[Collected data]
++++

PR #6623, opened 2025-05-01
feat(schema): allow setting a custom FK constraint name

### LINKED ISSUE #6624: Allow defining a custom foreign contraint name when creating a relationship
I'm dealing with an existing database with custom foreign constraint names which do not follow the general naming convention. Anytime I'm auto-generating schema migrations with Mikro-ORM, the migration wants to rename these foreign constraints. This is problematic because the project I'm working on relies on these constraint names for `ON CONFLICT` style queries, so I cannot change them easily.

I would like Mikro-ORM to provide a way to name the foreign contraint on a relation basis.

I already have a working PR: https://github.com/mikro-orm/mikro-orm/pull/6623

Let me know if I can help on this.

kozlek:
Closes #6624


B4nan (changes requested):
thanks!

i guess i would rather go with `foreignKeyConstraintName` or just `foreignKeyName`, also a test case would be nice (nothing huge, you could just modify some of the existing [ones that handle FK diffing](https://github.com/mikro-orm/mikro-orm/blob/101c0a85cacfd20e7d4857646d7c7242e4ec1cd1/tests/features/schema-generator/fk-diffing.postgres.test.ts))

kozlek:
> thanks!
> 
> i guess i would rather go with `foreignKeyConstraintName` or just `foreignKeyName`, also a test case would be nice (nothing huge, you could just modify some of the existing [ones that handle FK diffing](https://github.com/mikro-orm/mikro-orm/blob/101c0a85cacfd20e7d4857646d7c7242e4ec1cd1/tests/features/schema-generator/fk-diffing.postgres.test.ts))

Thanks for your feedback, I applied your recommendations regarding the name of the parameter (using `foreignKeyName`).
I also modified the test file you mentioned by adding a custom foreign key name for both `ManyToOne` and `OneToOne`.

B4nan (approved):
thanks!

PR #6662, opened 2025-05-19
feat(mssql): Allow inserting when triggers are present in mssql tables

SteadEXE:
When inserting in SQL Server, you cannot use output statement if some triggers are set.
You need to output in a temporary table and then select from this temporary table.

### DIFF
--- a/tests/platforms/output-statements.test.ts
+++ b/tests/platforms/output-statements.test.ts
@@ -1,6 +1,6 @@
 import { Entity, PrimaryKey, Property, SimpleLogger } from '@mikro-orm/core';
 import { MikroORM, MsSqlDriver } from '@mikro-orm/mssql';
-import { mockLogger } from '../helpers.js';
+import { mockLogger } from '../helpers';
 
 @Entity({ hasTriggers: true })
 class WithTriggers {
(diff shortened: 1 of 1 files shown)


packages/mssql/src/MsSqlDriver.ts
```diff
@@ -58,13 +58,38 @@
...
+        const selections = returningFields
+          .map((field: string) => `[t].${this.platform.quoteIdentifier(field)}`)
+          .join(',');
+
+        const returns = returningFields
+          .map((field: string) => `inserted.${this.platform.quoteIdentifier(field)}`)
+          .join(',');
+
+        let outputSql = `select top(0) ${selections} into #out from ${tableName} as t left join ${tableName} on 0=1; `;
+        outputSql += sql.replace(/\soutput\s(.+)\svalues\s/, ` output ${returns} into #out values `) + '; ';
```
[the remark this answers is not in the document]
SteadEXE: Replaced a regex

packages/mssql/src/MsSqlDriver.ts
```diff
@@ -64,7 +64,9 @@ export class MsSqlDriver extends AbstractSqlDriver<MsSqlConnection> {
       });
     }
 
-    return super.nativeInsertMany(entityName, data, options);
+    return super.nativeInsertMany(entityName, data, {
+      ...options,
```
B4nan, line 68: why are you making a copy of the options here?

SteadEXE: This was a left over, from a previous attempt

PR #6671, opened 2025-05-22
fix(mssql): only add temporary table when insert query actually returns fields

SteadEXE:


B4nan (approved):
Looking good. Lets not call this a fix, since the last commit wasnt released yet.

Issue #2548, opened 2021-12-17
Add option to disable generation of FKs


ramiel:
To support myISAM. Not to be confused with `migrations.disableForeignKeys` config option.

B4nan:
`disableForeignKeys` is not an option to "disable generation of FKs". it never was. it only controls if the schema commands will be wrapped in `set foreign_key_checks = 0` and `set foreign_key_checks = 1`.

ramiel:
Oh, in version 4 it disabled foreign key constraint creation. What changed here? How do I disable foreign key creation? Not all the mysql DB use the InnoDB engine

B4nan:
It did not change, it never worked that way.

B4nan:
What changed is that FKs are not properly diffed, in general schema diffing now works as it should.

ramiel:
Ok. Question remains. Is there a way to avoid creating foreign key constraints?

B4nan:
No it is not, there never was one. Feel free to send a PR, but it would have to be a top level configuration (that will be then feeded to the `SchemaGenerator` methods as part of their options), nothing about migrations, migrations just work with `SchemaGenerator`. 

Note that you still can use v5, you just need to remove the FK queries from your migrations manually if you don't want them there. That is the whole point of migrations, as you have absolute control over that.

ramiel:
Thanks. I have no time to provide a PR and the codebase is too big, sorry.

>Note that you still can use v5, you just need to remove the FK queries from your migrations manually if you don't want them there

Can you explain more about this?

B4nan:
You have migration file with SQL queries, so you can just remove those you dont want there. Not sure what more you want me to explain about that :]

Note that the codebase might be big, but this problem is about a single file. 

https://github.com/mikro-orm/mikro-orm/blob/master/packages/knex/src/schema/SchemaGenerator.ts#L69
https://github.com/mikro-orm/mikro-orm/blob/master/packages/knex/src/schema/SchemaGenerator.ts#L157
https://github.com/mikro-orm/mikro-orm/blob/master/packages/knex/src/schema/SchemaGenerator.ts#L166
https://github.com/mikro-orm/mikro-orm/blob/master/packages/knex/src/schema/SchemaGenerator.ts#L261
https://github.com/mikro-orm/mikro-orm/blob/master/packages/knex/src/schema/SchemaGenerator.ts#L303

(and maybe few more places in that file)

B4nan:
[...]

PR #6702, opened 2025-06-06
feat(schema): allow disabling foreign key constraint creation, per relation

nicomouss:
This PR follows my comment [here](https://github.com/mikro-orm/mikro-orm/issues/2548#issuecomment-2765607556) regarding the possibility to disable foreign key constraint, per relation.

This work complements what had been previously done in fcdb236.

Being able to disable foreign key creation on specific relations is useful when using DDD (Domain Driven Design) philosophy to design your app. Inside a DDD aggregate, entities are linked to each other by object references, and at the DB level we want to have strong integrity using foreign key constraint. Now for cross-aggregate links, we usually want to use _soft references_, meaning at the db level we just want an id referencing another entity but without the foreign key constraint.

Down the road it allows to implement eventual consistency between aggregates when we delete data from the db. Having foreign keys everywhere is sometimes too strict of a design. There is good literature on the subject [here](https://stackoverflow.com/a/1077696), for those interested to dive into the subject.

++++

**Task statement:** Tally, across the records, each line that contains the word "would", and answer with nothing except the count.

**Response:** 4